Alfie's story

Alfie's story

Alfie Thomas was diagnosed in July 2013 after months of symptoms including balance and co-ordination problems, sleep disturbance and abnormal eye movements.

He died almost a year later from an incurable tumour called diffuse intrinsic pontine glioma (DIPG).

Alfie's mum, Zoe, said: “HeadSmart is such an important campaign and one we wholeheartedly support. When Alfie became unwell, we had no idea what was wrong with our little boy.

“Despite numerous visits to our GP and local hospital, Alfie went undiagnosed for months. As his mum, I knew something was not right with Alfie and I began to feel frustrated that I still did not have any explanation for his symptoms. In July 2013, we took Alfie into the hospital and refused to leave until something was done for our son. We didn't know it then, but Alfie had six symptoms of a brain tumour.

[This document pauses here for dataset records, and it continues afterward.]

PR #514, opened 2021-02-20
Treat empty filters {} the same as None.

bdice:
## Description
I have been running benchmarks for synced collections (#484) and noticed that my project was loading state point data even when not requested.

I traced this down to the recent changes in #332 that changed the default `filter` behavior from `None` to `{}`. This prevented some of the "fast path" checks from triggering, and caused a full index for the project to be constructed.

## Motivation and Context
Bug fix.

I don't know how to test this effectively, because it only affects internal APIs and performance, not correctness.

## Types of Changes

- [ ] Documentation update
- [x] Bug fix
- [ ] New feature

## Checklist:

If necessary:

### DIFF
--- a/changelog.txt
+++ b/changelog.txt
@@ -13,7 +13,7 @@ next
 Added
 +++++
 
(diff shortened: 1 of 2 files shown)


vyasr:
I'm fine with not testing this for now.I didn't notice that the innocuous-looking call to `project._find_job_ids` in `JobsCursor.__iter__` that resulting from `filter=None` would be the difference between slow and fast iteration, so in lieu of specific testing I'm going to add some documentation of this behavior in a few places so that it's easier for developers to be aware.

vyasr (approved):

PR #515, opened 2021-02-20
Optimize path joins with os.sep.join(...).

bdice:
## Description
Extends on work started in #511. In a few performance-critical locations that use internal paths (not user-provided paths), we can sacrifice the safety benefits of `os.path.join(*paths)` in favor of the speedier `os.sep.join(paths)`.

This yields about a 20-25% speedup when iterating over a project without accessing job state points.

We can only apply this optimization in places that deal with _internal paths_, like "project_workspace / job_id" but not like `job.fn(some_user_path)`. User paths must be accessed through `os.path.join`, which includes the project workspace (which is configurable). Regardless, we are able to safely handle the most important cases (the job workspace and the job state point filename) that are called O(N) times.

## Benchmarks

Below I have benchmarks of the following script, which just iterates over the project without accessing any job properties. There are 1000 jobs in the workspace.

```python
import signac

def no_load_data():
    data = [job for job in project]

no_load_data()
```

### Before

The call to `os.path.join` (displayed as `posixpath.py:71(join)`) takes a chunk of time, which is eliminated in the "After".
image

### After
The bulk of the iteration is `stat` calls, which cannot be further optimized. 👍 
image

## Motivation and Context
Seeking some final obvious optimizations for synced collections (#484).

## Types of Changes
- [ ] Documentation update
- [ ] Bug fix
- [x] New feature

## Checklist:

If necessary:


kidrahahjo (approved):
This is an interesting find, the changes looks good!

vyasr (approved):

PR #530, opened 2021-03-12
Avoid deadlock in SyncedCollection

joaander:
## Description

Add locks needed to avoid deadlocks in `SyncedCollection`

## Motivation and Context

This MWE deadlocks because `SycedCollections._locks[lock_id]` gets overwritten while it is being used:

```
import json
import tempfile
from concurrent.futures import ThreadPoolExecutor, ProcessPoolExecutor
from signac.synced_collections.backends.collection_json import JSONAttrDict
def update_status(data):
    s, filename = data
    d = JSONAttrDict(filename=filename)
    d.update(dict(a=1, b=s-1))
    return False
if __name__ == "__main__":
    N = 1
    n_tasks = 20
    with tempfile.TemporaryDirectory() as d:
        for s in range(N):
            with open(f'{d}/{s}.json', 'w') as f:
                json.dump(dict(a=s, b=0), f)
        tasks = []
        for s in range(N):
            for t in range(n_tasks):
                tasks.append((s, f'{d}/{s}.json'))
        with ThreadPoolExecutor() as e:
            e.map(update_status, tasks)
        print(JSONAttrDict._locks)
```

## Types of Changes

- [ ] Documentation update
- [x] Bug fix
- [ ] New feature

## Checklist:

If necessary:

### DIFF
--- a/signac/synced_collections/data_types/synced_collection.py
+++ b/signac/synced_collections/data_types/synced_collection.py
@@ -188,7 +188,9 @@ class SyncedCollection(Collection):
             self._load_and_save = self._LoadSaveType(self)
 
         if self._supports_threading:
-            self._locks[self._lock_id] = RLock()
+            with self._cls_lock:
+                if self._lock_id not in self._locks:
+                    self._locks[self._lock_id] = RLock()
 
     @classmethod
     def _register_validators(cls):
@@ -235,6 +237,7 @@ class SyncedCollection(Collection):
 
         # Monkey-patch subclasses that support locking.
         if cls._supports_threading:
+            cls._cls_lock = RLock()
             cls._locks = {}
             cls.enable_multithreading()
         else:


bdice (approved):
Looks good to me. Thanks again for your help, @joaander. If you can think of a test that would _fail_ (but not deadlock), that would be a good addition. I don't know how I would construct such a case unless there is a way to force a timeout.

joaander:
> Looks good to me. Thanks again for your help, @joaander. If you can think of a test that would _fail_ (but not deadlock), that would be a good addition. I don't know how I would construct such a case unless there is a way to force a timeout.

I tried to get failing behavior in my first attempt on the way to this MWE but wan't successful. I had tried to trigger conflicting writes to the file.

If inspection of private variables is allowed in the test, a test that would fail before this change would construct two `JSONAttrDict`s with the same file and assert that the identify of the lock `JSONAttrDict._locks[filename]` stays the same.

cbkerr (approved):
With help from @bdice, I was able to reproduce the problem and fix even though I didn't experience a deadlock by printing `threading.get_ident()` and "done" inside the `update_status` function.

vyasr (approved):

vyasr:
In the interest of getting things merged I'll look into constructing a test later.

signac/synced_collections/data_types/synced_collection.py
```diff
@@ -188,7 +188,9 @@ def __init__(self, parent=None, *args, **kwargs):
             self._load_and_save = self._LoadSaveType(self)
 
         if self._supports_threading:
-            self._locks[self._lock_id] = RLock()
+            with self._cls_lock:
+                if self._lock_id not in self._locks:
+                    self._locks[self._lock_id] = RLock()
```
csadorf, line 193: @vyasr I'm wondering whether `defaultdict(RLock)`  might be thread-safe?
https://stackoverflow.com/a/17682555

vyasr: In my opinion it is usually inadvisable to rely on the thread-safety of Python built-ins. Their thread-safety is an implementation detail, and it's also often quite difficult to predict exactly how a given line of Python code will translate to Python bytecode (and Python is only thread-safe at the level of a single bytecode instruction). For example, one thread executing line 193 could create an RLock, but then be preempted by another thread before actually assigning it. We're better off adding a lock to guarantee safety, especially since it's a relatively cheap operation that only occurs on construction.

csadorf: Good point!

“Later that day, Alfie was taken in for a scan which revealed a large tumour on his brain stem. I still remember the fear and heartbreak when we were told it was terminal. Alfie was just five years old.

“If we had had access to a HeadSmart card at that time, I would have seen that Alfie had many of the symptoms. I could have shown the GP and perhaps my concerns would have been taken more seriously.

“Although DIPG could not have been cured, Alfie deserved to be diagnosed and treated, instead of spending precious months back and forth in our search for answers. Every parent and GP should be aware of the symptoms of a brain tumour.

“The HeadSmart cards are vital to raising awareness of the symptoms and helping save lives."

After Alfie's death, his family – including Zoe, dad Danny and older brothers Tyronne and Ryan – set up Alfie's Journey Fund to raise money for The Brain Tumour Charity.

So far, the fund has raised more than £80,000 for research into paediatric brain tumours.